§ Assignment
Down to the last line, repeat the data below exactly.

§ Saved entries
PR #2558, opened 2026-07-18
Use "Yin and Yang" icon for traditional chinese medicine facilities

fibonacci-matrix:

Fa7SolidSpa
yin_yang

Alternative icon (fas):
Fa7SolidYinYang

### Related issues

None

### Links and data

**Relevant OSM Wiki links:**
- https://wiki.openstreetmap.org/wiki/Tag:healthcare%3Dalternative

**Relevant tag usage stats:**
> https://taginfo.openstreetmap.org/tags/healthcare%3Aspeciality=traditional_chinese_medicine

### DIFF
--- a/data/presets/healthcare/alternative/traditional_chinese_medicine.json
+++ b/data/presets/healthcare/alternative/traditional_chinese_medicine.json
@@ -1,5 +1,5 @@
 {
-    "icon": "fas-spa",
+    "icon": "pinhead-yin_yang",
     "geometry": [
         "point",
         "area"


fibonacci-matrix:

Kovoschiz:
This alone only suggests tai chi. Yin yang isn't unique to TCM. The most signature TCM symbols are gourd, and apricot forest, from classic literature. 
* https://www.healthbureau.gov.hk/CMDevBlueprint/en/
* https://www.cmhhk.org.hk/en/about_us/cmculturedisplays/classicalanecdotesoftraditionalchinesemedicine/

Ginkgo is a herb encompassing yin yang https://classicalchinesemedicine.org/ginkgo-cultural-background-medicinal-usage/

For ginseng, TCM is usually white ones, dried ones. Red steamed ones is termed "Korean".

fibonacci-matrix:
@Kovoschiz could you share a link to an image that you think would be a better fit? Any image from the internet is fine. I'll then try to find a matching icon in the supported icon sets myself

matkoniecz:
interesting

I have no idea how much of it would be accurate and matching symbol and how much it would be misleading and not fitting.

From cursory look at https://en.wikipedia.org/wiki/Traditional_Chinese_medicine it seems like potentially a good match? But not sure enough to merge it...

Kovoschiz:
@fibonacci-matrix It's somewhat difficult, as TCM shops are traditionally signposted text-based. Can't think of any map or software that has TCM icons either. 
Canva PRC has a content farm quality looking article with a few company logos, and I can't say they are immediately obvious https://www.canva.cn/learn/traditional-chinese-medical-logo/
PRC's TCM academy does use a gourd https://zh.wikipedia.org/wiki/File:China_Academy_of_Chinese_Medical_Sciences_logo.jpg
Do the other `healthcare=alternative` have any examples I can refer to?

matkoniecz:
TCM will be hard to find a single icon for as it a group of practices, not a single one

yin-yang seems important in many (most?) of them but not sure is it covering everything and is this specific icon applicable to all variants, or at least vast majority of them

Kovoschiz:
Yin yang is a very broad concept, eg imagine if we use "scientific method" symbols to represent medical science. My personal judgement is on how yin yang doesn't immediately convey TCM, while it may be included conceptually. 
Five Elements, or qi energy seem equally important. Unfortunately those don't have a well-known icon either. 
In Wiki, I would rather start with the topic template's aura-surrounded human figure https://commons.wikimedia.org/wiki/File:Outline-body-aura.svg
Or this more `=acupuncture` logo https://commons.wikimedia.org/wiki/File:Alternative_Medicine_-_The_Noun_Project.svg
Yin yang could be inserted or replacing the generic symbol in them respectively though

matkoniecz:
acupuncture is confusing, like in general using specific preset icon for more general one would be 

I think that current one may be close to optimal :/

Kovoschiz:
I prefer including the gourd, for the traditional and formal roots. But to be fair, I don't know whether non-Asians understand it. 
I asked in my community. Let's wait a while.

fibonacci-matrix:
It turns out the "Yin and Yang" icon is already in use. However, I didn't find it immediately because its name "temaki-taoism" isn't entirely accurate:

Vectorial1024:
With all due respect to the idea of "traditional Chinese medicine", that system can largely be categorized as "herbal medicine" / herbology, so we should start with whether we have an icon for these herbal medicine shops, and then decide what to do specifically with TCM.

I largely echo Kovoschiz's points of "tai chi is not specific to TCM".

matkoniecz:
currently we have some vaguely herbal icon

I will close this one, I think

matkoniecz:
though big thanks for @fibonacci-matrix and your icon hunting had decent hit rate! If you would find more cases in ocean of Pinhead (and other) icons further PRs are highly welcome!

Vectorial1024:
To slightly add to this (for future readers), in fact, the concept of "traditional Chinese medicine" is actually ambiguous between e.g.:

- natural herbology (I think this is what this PR is trying to say)
- "powdered" herbology (example company https://zh.wikipedia.org/wiki/%E5%9F%B9%E5%8A%9B%E8%BE%B2%E6%9C%AC%E6%96%B9)
- various forms of acupuncture
- other "ancillary" shops

Ignoring the herbology icons, this PR is risky anyway. Even the underlying OSM tagging schema may be inaccurate.

PR #2559, opened 2026-07-18
Selected a more appropriate icon for adoption agencies

fibonacci-matrix:

MakiSuitcase
Fa7SolidHandsHoldingChild

### Related issues

### Links and data

**Relevant OSM Wiki links:**
- https://wiki.openstreetmap.org/wiki/Tag:office%3Dadoption_agency

**Relevant tag usage stats:**
> https://taginfo.openstreetmap.org/tags/office=adoption_agency

### DIFF
--- a/data/presets/office/adoption_agency.json
+++ b/data/presets/office/adoption_agency.json
@@ -1,5 +1,5 @@
 {
-    "icon": "maki-suitcase",
+    "icon": "fas-hands-holding-child",
     "geometry": [
         "point",
         "area"


fibonacci-matrix:

matkoniecz (approved):
looks fitting, hard to find something less abstract here, thanks for looking at office icons where it would be nice to have less of the same suitcases for each value

westnordost:
The small version of the icon looks a bit like a lotus flower. (But it is anyway better than the suitcase)

PR #2571, opened 2026-07-21
Add line as valid type for speed hump

catgirlseraid:
As per https://wiki.openstreetmap.org/wiki/Tag:traffic_calming%3Dhump speed hump on a line is valid mapping

### DIFF
--- a/data/presets/traffic_calming/hump.json
+++ b/data/presets/traffic_calming/hump.json
@@ -5,7 +5,8 @@
         "direction_vertex"
     ],
     "geometry": [
-        "vertex"
+        "vertex",
+        "line"
     ],
     "terms": [
         "bump",


matkoniecz:
How it looked before and after? I would expect that before it also would be working fine, but maybe there were some bad effects?

(my guess is that mapping section of road with `traffic_calming=` is not improved by this PR but maybe I guess badly)

Kovoschiz:
While this drawing of `traffic_calming=` itself is fine, it's not completely clear whether wiki could have meant the roadway `highway=` + `traffic_calming=hump` line as in other `traffic_calming=` , which might be used for a road section with a series of humps. Applications usually expect `traffic_calming=` vertex, then you would have to topologically double-feature it on the intersecting vertex, cf `barrier=` viz `=bollard` situation.  
`=bump` is not implemented on lines yet either. In general, fundamentally these are not "strongly typed", being context/combination-dependent.

PR #2575, opened 2026-07-21
fix field inheritance bug

### LINKED ISSUE #2535: shop=cheese should not have shop= field
it is inherited from generic shop preset where it makes sense

it makes sense to inherit other fields

not sure yet how to fix it...

define shared shop fields template and inherit from it, rather than from generic shop= preset?

define `fields` and do not inherit any?

https://github.com/openstreetmap/id-tagging-schema/blob/main/data/presets/shop/cheese.json https://github.com/openstreetmap/id-tagging-schema/blob/main/data/presets/shop.json

likely other presets are also affected

Image

k-yle:
Closes #2535

this [block of code](https://github.com/openstreetmap/iD/blame/d0b561bee187907e1b04864fec136c5dbc869290/modules/presets/preset.js#L360-L375) was lost when the referencing logic was migrated into this repo.

**The diff from this PR is 60678cc0447664c9038ff8023f7a210abbbfe5a2**. This diff has two changes:
1. `moreFields` currently repeats fields like `phone`, even if they're already in `fields`
2. for presets like `office=yes`, `office=*` is no longer a field.

sample:

image

### DIFF
--- a/scripts/lib/references.ts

§ Answer to this task
PR #2558, opened 2026-07-18
Use "Yin and Yang" icon for traditional chinese medicine facilities

fibonacci-matrix:

Fa7SolidSpa
yin_yang

Alternative icon (fas):
Fa7SolidYinYang

### Related issues

None

### Links and data

**Relevant OSM Wiki links:**
- https://wiki.openstreetmap.org/wiki/Tag:healthcare%3Dalternative

**Relevant tag usage stats:**
> https://taginfo.openstreetmap.org/tags/healthcare%3Aspeciality=traditional_chinese_medicine

### DIFF
--- a/data/presets/healthcare/alternative/traditional_chinese_medicine.json
+++ b/data/presets/healthcare/alternative/traditional_chinese_medicine.json
@@ -1,5 +1,5 @@
 {
-    "icon": "fas-spa",
+    "icon": "pinhead-yin_yang",
     "geometry": [
         "point",
         "area"


fibonacci-matrix:

Kovoschiz:
This alone only suggests tai chi. Yin yang isn't unique to TCM. The most signature TCM symbols are gourd, and apricot forest, from classic literature. 
* https://www.healthbureau.gov.hk/CMDevBlueprint/en/
* https://www.cmhhk.org.hk/en/about_us/cmculturedisplays/classicalanecdotesoftraditionalchinesemedicine/

Ginkgo is a herb encompassing yin yang https://classicalchinesemedicine.org/ginkgo-cultural-background-medicinal-usage/

For ginseng, TCM is usually white ones, dried ones. Red steamed ones is termed "Korean".

fibonacci-matrix:
@Kovoschiz could you share a link to an image that you think would be a better fit? Any image from the internet is fine. I'll then try to find a matching icon in the supported icon sets myself

matkoniecz:
interesting

I have no idea how much of it would be accurate and matching symbol and how much it would be misleading and not fitting.

From cursory look at https://en.wikipedia.org/wiki/Traditional_Chinese_medicine it seems like potentially a good match? But not sure enough to merge it...

Kovoschiz:
@fibonacci-matrix It's somewhat difficult, as TCM shops are traditionally signposted text-based. Can't think of any map or software that has TCM icons either. 
Canva PRC has a content farm quality looking article with a few company logos, and I can't say they are immediately obvious https://www.canva.cn/learn/traditional-chinese-medical-logo/
PRC's TCM academy does use a gourd https://zh.wikipedia.org/wiki/File:China_Academy_of_Chinese_Medical_Sciences_logo.jpg
Do the other `healthcare=alternative` have any examples I can refer to?

matkoniecz:
TCM will be hard to find a single icon for as it a group of practices, not a single one

yin-yang seems important in many (most?) of them but not sure is it covering everything and is this specific icon applicable to all variants, or at least vast majority of them

Kovoschiz:
Yin yang is a very broad concept, eg imagine if we use "scientific method" symbols to represent medical science. My personal judgement is on how yin yang doesn't immediately convey TCM, while it may be included conceptually. 
Five Elements, or qi energy seem equally important. Unfortunately those don't have a well-known icon either. 
In Wiki, I would rather start with the topic template's aura-surrounded human figure https://commons.wikimedia.org/wiki/File:Outline-body-aura.svg
Or this more `=acupuncture` logo https://commons.wikimedia.org/wiki/File:Alternative_Medicine_-_The_Noun_Project.svg
Yin yang could be inserted or replacing the generic symbol in them respectively though

matkoniecz:
acupuncture is confusing, like in general using specific preset icon for more general one would be 

I think that current one may be close to optimal :/

Kovoschiz:
I prefer including the gourd, for the traditional and formal roots. But to be fair, I don't know whether non-Asians understand it. 
I asked in my community. Let's wait a while.

fibonacci-matrix:
It turns out the "Yin and Yang" icon is already in use. However, I didn't find it immediately because its name "temaki-taoism" isn't entirely accurate:

Vectorial1024:
With all due respect to the idea of "traditional Chinese medicine", that system can largely be categorized as "herbal medicine" / herbology, so we should start with whether we have an icon for these herbal medicine shops, and then decide what to do specifically with TCM.

I largely echo Kovoschiz's points of "tai chi is not specific to TCM".

matkoniecz:
currently we have some vaguely herbal icon

I will close this one, I think

matkoniecz:
though big thanks for @fibonacci-matrix and your icon hunting had decent hit rate! If you would find more cases in ocean of Pinhead (and other) icons further PRs are highly welcome!

Vectorial1024:
To slightly add to this (for future readers), in fact, the concept of "traditional Chinese medicine" is actually ambiguous between e.g.:

- natural herbology (I think this is what this PR is trying to say)
- "powdered" herbology (example company https://zh.wikipedia.org/wiki/%E5%9F%B9%E5%8A%9B%E8%BE%B2%E6%9C%AC%E6%96%B9)
- various forms of acupuncture
- other "ancillary" shops

Ignoring the herbology icons, this PR is risky anyway. Even the underlying OSM tagging schema may be inaccurate.

PR #2559, opened 2026-07-18
Selected a more appropriate icon for adoption agencies

fibonacci-matrix:

MakiSuitcase
Fa7SolidHandsHoldingChild

### Related issues

### Links and data

**Relevant OSM Wiki links:**
- https://wiki.openstreetmap.org/wiki/Tag:office%3Dadoption_agency

**Relevant tag usage stats:**
> https://taginfo.openstreetmap.org/tags/office=adoption_agency

### DIFF
--- a/data/presets/office/adoption_agency.json
+++ b/data/presets/office/adoption_agency.json
@@ -1,5 +1,5 @@
 {
-    "icon": "maki-suitcase",
+    "icon": "fas-hands-holding-child",
     "geometry": [
         "point",
         "area"


fibonacci-matrix:

matkoniecz (approved):
looks fitting, hard to find something less abstract here, thanks for looking at office icons where it would be nice to have less of the same suitcases for each value

westnordost:
The small version of the icon looks a bit like a lotus flower. (But it is anyway better than the suitcase)

PR #2571, opened 2026-07-21
Add line as valid type for speed hump

catgirlseraid:
As per https://wiki.openstreetmap.org/wiki/Tag:traffic_calming%3Dhump speed hump on a line is valid mapping

### DIFF
--- a/data/presets/traffic_calming/hump.json
+++ b/data/presets/traffic_calming/hump.json
@@ -5,7 +5,8 @@
         "direction_vertex"
     ],
     "geometry": [
-        "vertex"
+        "vertex",
+        "line"
     ],
     "terms": [
         "bump",


matkoniecz:
How it looked before and after? I would expect that before it also would be working fine, but maybe there were some bad effects?

(my guess is that mapping section of road with `traffic_calming=` is not improved by this PR but maybe I guess badly)

Kovoschiz:
While this drawing of `traffic_calming=` itself is fine, it's not completely clear whether wiki could have meant the roadway `highway=` + `traffic_calming=hump` line as in other `traffic_calming=` , which might be used for a road section with a series of humps. Applications usually expect `traffic_calming=` vertex, then you would have to topologically double-feature it on the intersecting vertex, cf `barrier=` viz `=bollard` situation.  
`=bump` is not implemented on lines yet either. In general, fundamentally these are not "strongly typed", being context/combination-dependent.

PR #2575, opened 2026-07-21
fix field inheritance bug

### LINKED ISSUE #2535: shop=cheese should not have shop= field
it is inherited from generic shop preset where it makes sense

it makes sense to inherit other fields

not sure yet how to fix it...

define shared shop fields template and inherit from it, rather than from generic shop= preset?

define `fields` and do not inherit any?

https://github.com/openstreetmap/id-tagging-schema/blob/main/data/presets/shop/cheese.json https://github.com/openstreetmap/id-tagging-schema/blob/main/data/presets/shop.json

likely other presets are also affected

Image

k-yle:
Closes #2535

this [block of code](https://github.com/openstreetmap/iD/blame/d0b561bee187907e1b04864fec136c5dbc869290/modules/presets/preset.js#L360-L375) was lost when the referencing logic was migrated into this repo.

**The diff from this PR is 60678cc0447664c9038ff8023f7a210abbbfe5a2**. This diff has two changes:
1. `moreFields` currently repeats fields like `phone`, even if they're already in `fields`
2. for presets like `office=yes`, `office=*` is no longer a field.

sample:

image

### DIFF
--- a/scripts/lib/references.ts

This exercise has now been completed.